Stein (1945: Annals of Mathematical Statistics; 1949: Econometrica) developed a fundamental two-stage procedure for constructing a fixed-width (=2d) confidence interval with a confidence coefficient at least (1 − α) for mean μ of a normal distribution when its variance σ2 is also unknown. We suppose that 0 < σ < ∞.
Had sigma been known, the required sample size would have been, C = a2σ2/d2, where (i) 2d (>0) is the preassigned length of the confidence interval centered at the sample mean, (ii) 0 < α < 1 is preassigned, and (iii) a is the upper 50α% point of a standard normal distribution. But, since σ was unknown, Stein estimated C by incorporating the sample variance from pilot data in place of σ2 and replacing a with am−1, the upper 50α% point of tm−1 distribution where m (≥2) is the pilot sample size.

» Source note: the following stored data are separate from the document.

PR #221, opened 2024-05-10
Fix: Use StaticJsonRpcProvider where appropriate

iamsamgibbs:
[CDapp counterpart](https://github.com/JoinColony/colonyCDapp/pull/2356)

### DIFF
--- a/src/provider.ts
+++ b/src/provider.ts
@@ -12,7 +12,9 @@ export const setChainId = (newChainId: ChainID): void => {
 };
 export const getChainId = (): ChainID => chainId;
 
-const provider = new providers.JsonRpcProvider(process.env.CHAIN_RPC_ENDPOINT);
+const provider = new providers.StaticJsonRpcProvider(
+  process.env.CHAIN_RPC_ENDPOINT,
+);
 
 export const initialiseProvider = async (): Promise<void> => {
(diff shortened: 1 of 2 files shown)


src/provider.ts
```diff
@@ -12,7 +12,9 @@ export const setChainId = (newChainId: ChainID): void => {
 };
 export const getChainId = (): ChainID => chainId;
 
-const provider = new providers.JsonRpcProvider(process.env.CHAIN_RPC_ENDPOINT);
+const provider = new providers.StaticJsonRpcProvider(
+  process.env.CHAIN_RPC_ENDPOINT,
+);
```
rdig, line 17: I'd want @area 's input here, because the way I think about this, we still need the "normal", "noisy" `JsonRpcProvider` in the block ingestor as opposed to the `StaticJsonRpcProvider` one

rdig (changes requested):
Good with this, but want Alex's input before we merge it

src/provider.ts
area: Chatted briefly with Raul on a call, his worry was around listeners firing, but they should still fire with the StaticJsonRpcProvider.

rdig (approved):
All good now!

jakubcolony (approved):

PR #13763, opened 2024-06-14
Add host memory space to entry_computation_layout

zhenying-liu:
During the transformation of MLIR to HLO, the host memory space was being dropped. This commit addresses that issue by utilizing utility functions to retrieve the memory space and layout information. It then passes this information to the module's entry computation.
With the input parameters receiving the correct host memory space, the commit enables proper generation of copy-start and copy-done operations for pinned host-to-device memory copies.


zhenying-liu:
Close this one and will reopen a new one by our team member.

PR #13765, opened 2024-06-14
Convolution Layout Normalization for Parameter Operands

philipphack:
Modifies the layout normalization for convolutions to support the direct operation on parameters and constants.

This enables running TestConvAmaxF8 and TestConvReluAmaxF8 in cudnn_fused_conv_rewriter_test.cc.

### DIFF
--- a/xla/service/gpu/conv_layout_normalization.cc
+++ b/xla/service/gpu/conv_layout_normalization.cc
@@ -136,15 +136,7 @@ absl::StatusOr<std::optional<HloInstruction*>> UpdateLayoutForCudnnConvolution(
     const Shape& s = op->shape();
     Shape s_reordered =
         ShapeUtil::MakeShapeWithDescendingLayoutAndSamePhysicalLayout(s);
-    HloInstruction* normalized_op = op->mutable_operand(0);
-    HloInstruction* new_op;
-    if (normalized_op->shape() == s_reordered) {
-      new_op = normalized_op;
-    } else {
-      new_op = MakeBitcastHlo(op, s_reordered);
-      performed_normalization = true;
-    }
-    normalized_operands.push_back(new_op);
+    normalized_operands.emplace_back(MakeBitcastHlo(op, s_reordered));
   }
 
   // Avoid replacing the Custom Call with an identical copy.
--- a/xla/service/gpu/conv_layout_normalization_test.cc
+++ b/xla/service/gpu/conv_layout_normalization_test.cc
@@ -23,7 +23,15 @@ namespace xla {
 namespace gpu {
 namespace {
 
-using ConvolutionLayoutNormalizationTest = HloTestBase;
+class ConvolutionLayoutNormalizationTest : public HloTestBase {
+ public:
+  se::CudaComputeCapability GetCudaComputeCapability() {
+    return backend()
+        .default_stream_executor()
+        ->GetDeviceDescription()
+        .cuda_compute_capability();
+  }
+};
 
 TEST_F(ConvolutionLayoutNormalizationTest, BackwardInput) {
   const char* hlo = R"(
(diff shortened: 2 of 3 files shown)


xla/service/gpu/conv_algorithm_picker.cc
```diff
@@ -675,9 +675,17 @@ absl::StatusOr<AutotuneResult> GpuConvAlgorithmPicker::AutotuneOneConvRunner(
 
   if (reference_result->has_value()) {
     XLA_SCOPED_LOGGING_TIMER_LEVEL("BufferComparator::CompareEqual", 2);
-    BufferComparator comparator(runtime_arguments.rz_buffers.output_shape(),
-                                runtime_arguments.hlo_module_config);
     for (int i = 0; i < result_buffers.size(); ++i) {
+      Shape output_shape;
+      if (runtime_arguments.rz_buffers.output_shape().IsTuple()) {
```
golechwierowicz, line 680: Can you separate this if-else logic of calculating output shape to a separate function in anonymous namespace? Also comment on the behavior like e.g. here

https://github.com/openxla/xla/blob/53f1bd856cb9d25f895490ab793afe124304f457/xla/service/gpu/ir_emitter_triton.cc#L762-L798

xla/service/gpu/conv_layout_normalization.cc
```diff
@@ -136,7 +136,12 @@ absl::StatusOr<std::optional<HloInstruction*>> UpdateLayoutForCudnnConvolution(
     const Shape& s = op->shape();
     Shape s_reordered =
         ShapeUtil::MakeShapeWithDescendingLayoutAndSamePhysicalLayout(s);
-    HloInstruction* normalized_op = op->mutable_operand(0);
+    HloInstruction* normalized_op;
```
golechwierowicz, line 139: Ditto on separate function.

philipphack:
PTAL.

cheshire (changes requested):
1. Is it possible to add tests?
2. Maybe split into two CLs? One for layout normalization, one for conv_picker? Both probably require tests actually.

philipphack:
@cheshire I added tests. Let me know if you want to split the change.

cheshire:
Yes, layout normalization changes IMO should be split from conv algorithm picker.

philipphack:
The algorithm picker changes are now in #14111.

dimitar-asenov:
@cheshire Could you please take another look?

golechwierowicz:
@cheshire gentle ping

xla/service/gpu/conv_layout_normalization.cc
```diff
@@ -136,7 +146,7 @@ absl::StatusOr<std::optional<HloInstruction*>> UpdateLayoutForCudnnConvolution(
     const Shape& s = op->shape();
     Shape s_reordered =
         ShapeUtil::MakeShapeWithDescendingLayoutAndSamePhysicalLayout(s);
-    HloInstruction* normalized_op = op->mutable_operand(0);
+    HloInstruction* normalized_op = MaybeOperand0(op);
```
cheshire, line 149: Might be more readable to just inline: ` = instr->operand_count() > 0 ? instr->operand(0) : instr`

cheshire: Also maybe add a comment why we may or may not see a unary instruction here?

cheshire (changes requested):

xla/service/gpu/conv_layout_normalization.cc
philipphack: I added a comment. Function MaybeOperand0 was added following a previous [reviewer request](https://github.com/openxla/xla/pull/13765#discussion_r1639498852).

cheshire: I still don't really follow why do we follow the first operand, why it's OK not to follow it, and what are we trying to do.

cheshire (changes requested):

xla/service/gpu/conv_layout_normalization.cc
philipphack: @cheshire the logic for accessing the first operand of the convolution operands was introduced [here](https://github.com/openxla/xla/commit/e8d3f0e06cbf51aaadd034a7d18b4ccd8e4249ab). I think the idea is to compare the shape of the operand to that of the operand's operand and insert a bitcast if necessary. However, when the convolution directly operates on a parameter or constant (e.g. TestConvAmaxF8 or TestConvReluAmaxF8 in cudnn_fused_conv_rewriter_test.cc), the operand of the convolution has no operand. These tests were previously not executed because the header defining CUDNN_VERSION had been removed from cudnn_fused_conv_rewriter_test.cc.

cheshire:
Sorry I still don't follow. Could you expand the PR description significantly?

Specifically, what isn't working now, why is it not working, what is this PR doing to fix that, how is it going about this, and what would be the new behavior (& delta vs. the previous behavior).

NaiyerRizz:
Hi @philipphack 
Can you please look into the above given comment. 
Thank you

xla/service/gpu/conv_layout_normalization.cc
reedwm: IIUC, currently this logic (without this PR) implicitly assumes that `normalized_op = op->mutable_operand(0)` is a bitcast instruction. If the input to this bitcast is already in the right shape and layout, it just sets the new operand to this input (`new_op = normalized_op`). Otherwise, it inserts another bitcast on top of the first.

I think we shouldn't implicitly assume there is a bitcast at all. For one, this is not true for FP8 scales, which don't have an operand, let alone a bitcast operand, since the scales are parameters or constants. Second, this seems like a potentially unsafe assumption in general, even for non-FP8 convs.

Instead, let's not get the operand at all. Just bitcast `op` to the correct shape unconditionally. If we insert a redundant bitcast, some future pass will fix it. So I think you can remove lines 149 to 158 in this PR and replace it with: `HloInstruction* new_op = MakeBitcastHlo(op, s_reordered)`.

@cheshire let me know if my understanding of the current logic is incorrect.

reedwm (changes requested):

reedwm (approved):

PR #13771, opened 2024-06-14
Fix algebraic_simplifier for rsqrt

apivovarov:
Some algsimp patterns used `IsPositive()` function instead of using `IsNonNegative()` to check its operands.

As a result, the patterns did not work when the operand was >= 0. However, they should.

### Fix for pattern `rsqrt(B) * rsqrt(B) => 1/B`
Issue: Pattern did not work for B >= 0, for example when B=abs(x).
Solution: Fixed by checking that B isNonNegative
Validation: 
- If `B==0` the `result is inf`
- If `B>0` the `result > 0`
- If `B is inf` the `result is 0`
- If `B is nan` the `result is nan`

### Fix for pattern `rsqrt(pow(A, -2)) => A`
Issue: Pattern did not work for A >= 0, for example when A=abs(x).
Solution: Fixed by checking that A isNonNegative.
Validation (before and after the simplification): 
- If `A==0` the result is `0` 
- If `A>0` the `result > 0`
- If `A is inf` the `result is inf`
- If `A is nan` the `result is nan`

Additional fix: Since we know that A is non-negative we can use A directly without wrapping it with `abs()`.

### Fix for pattern `rsqrt(1/A)) => sqrt(A)`
Issue: Pattern did not work for A >= 0, for example when A=abs(x).
Solution: Fixed by checking that A isNonNegative
Validation (before and after the simplification): 
- If `A==0` the result is `0` 
- If `A>0` the `result > 0`
- If `A is inf` the `result is inf`
- If `A is nan` the `result is nan`

### DIFF
--- a/xla/service/algebraic_simplifier_test.cc
+++ b/xla/service/algebraic_simplifier_test.cc
@@ -9122,141 +9122,109 @@ TEST_F(AlgebraicSimplifierTest, ReduceAddIsCommutative) {
               GmockMatch(m::Reduce(m::Parameter(0), m::ConstantScalar(0))));
 }
 
-TEST_F(AlgebraicSimplifierTest, RsqrtOfRPower) {
+// rsqrt(pow(x, -2)) => x, for x >= 0
+TEST_F(AlgebraicSimplifierTest, RsqrtOfRPower2) {
   const char* kModuleStr = R"(
     HloModule m
     test {
-      p0 = f32[128,32,2,112]{3,2,1,0} parameter(0)
-      p1 = f32[32]{0} parameter(1)
-      p2 = f32[32]{0} parameter(2)
-      c0 = f32[] constant(0.001)
-      c1 = s64[] constant(1)
-      custom-call.1 = (f32[128,32,2,112]{3,2,1,0}, f32[32]{0}, f32[32]{0}) custom-call(p0, p1, p2, c0, c1), custom_call_target="__cudnn$batchNormalizationForwardTraining"
-      get-tuple-element.1 = f32[128,32,2,112]{3,2,1,0} get-tuple-element(custom-call.1), index=0
-      get-tuple-element.2 = f32[32]{0} get-tuple-element(custom-call.1), index=1
-      get-tuple-element = f32[32]{0} get-tuple-element(custom-call.1), index=2
-      c2 = f32[] constant(-2)
-      broadcast = f32[32]{0} broadcast(f32[] c2), dimensions={}
-      power = f32[32]{0} power(get-tuple-element, broadcast)
-      rsqrt = f32[32]{0} rsqrt(f32[32]{0} power)
-      ROOT tuple = (f32[128,32,2,112]{3,2,1,0}, f32[32]{0}, f32[32]{0}) tuple(get-tuple-element.1, get-tuple-element.2, rsqrt)
+      p0 = f32[1,32] parameter(0)
+      abs0 = f32[1,32] abs(p0)
+      c1 = f32[] constant(-2.0)
+      broadcast = f32[1,32] broadcast(c1), dimensions={}
+      power = f32[1,32] power(abs0, broadcast)
+      ROOT rsqrt = f32[1, 32] rsqrt(power)
     }
   )";
   TF_ASSERT_OK_AND_ASSIGN(auto m, ParseAndReturnVerifiedModule(kModuleStr));
-  default_options_.set_cudnn_batchnorm_forward_training_metadata(
-      "__cudnn$batchNormalizationForwardTraining");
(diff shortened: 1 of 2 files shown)


xla/service/algebraic_simplifier_test.cc
```diff
@@ -9122,141 +9122,109 @@ TEST_F(AlgebraicSimplifierTest, ReduceAddIsCommutative) {
...
-  EXPECT_EQ(FindInstruction(m.get(), HloOpcode::kRsqrt), nullptr);
-
-  auto computation = m->entry_computation();
-  auto root = computation->root_instruction();
-  EXPECT_EQ(root->opcode(), HloOpcode::kTuple);
-  EXPECT_EQ(root->operand(2)->opcode(), HloOpcode::kDivide);
-  EXPECT_EQ(root->operand(2)->operand(0)->opcode(), HloOpcode::kBroadcast);
-  EXPECT_EQ(root->operand(2)->operand(1)->opcode(),
-            HloOpcode::kGetTupleElement);
+  ASSERT_THAT(m->entry_computation()->root_instruction(),
```
golechwierowicz, line 9210: s/ASSERT_THAT/EXPECT_THAT
?

xla/service/algebraic_simplifier_test.cc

We revisit Mukhopadhyay's (1982: Scandinavian Actuarial Journal) generalization of the Stein procedure to construct fixed-width confidence intervals of μ where we incorporate less traditional unbiased and/or consistent estimators, g2(U), of σ2 instead of the sample variance. Here, we focus on the idea of a basic statistic U defined via mean absolute deviation, range, Gini's mean difference while estimating or equivalently C. Obviously, then, am−1 would have to be replaced by an upper 50α% point corresponding to the pivotal distribution of the sample mean standardized by g(Um), n≥m.
In the face of observing some possible outliers when random samples are drawn from a normal population, we will explore the role of Mukhopadhyay's (1982) two-stage fixed-width confidence interval procedure for the normal mean when the requisite sample size is determined using the mean absolute deviation, range, or Gini's mean difference. We will summarize selected theoretical properties of such methodologies along with some interesting data analyses.
Keywords: Fixed-width confidence interval; Gini's mean difference; mean absolute deviation; range; sample variance; Pivotal distribution
Biography: Bhargab is a graduate student at the Department of Statistics, University of Connecticut, USA. He is pursuing his Phd under the supervision of Prof. Nitis Mukhopadhyay. He received both BSc and MSc degrees in Statistics from University of Calcutta, India in 2005 and 2007 respectively.